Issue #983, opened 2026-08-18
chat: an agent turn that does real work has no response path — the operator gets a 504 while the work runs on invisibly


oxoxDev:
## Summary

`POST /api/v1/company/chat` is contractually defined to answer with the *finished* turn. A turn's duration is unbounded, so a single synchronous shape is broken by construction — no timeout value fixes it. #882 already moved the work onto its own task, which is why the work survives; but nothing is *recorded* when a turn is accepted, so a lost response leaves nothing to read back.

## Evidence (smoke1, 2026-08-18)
□ □ □
Please copy out the data above exactly.

• **YOUR SOLUTION**:
Issue #983, opened 2026-08-18
chat: an agent turn that does real work has no response path — the operator gets a 504 while the work runs on invisibly


oxoxDev:
## Summary

`POST /api/v1/company/chat` is contractually defined to answer with the *finished* turn. A turn's duration is unbounded, so a single synchronous shape is broken by construction — no timeout value fixes it. #882 already moved the work onto its own task, which is why the work survives; but nothing is *recorded* when a turn is accepted, so a lost response leaves nothing to read back.

## Evidence (smoke1, 2026-08-18)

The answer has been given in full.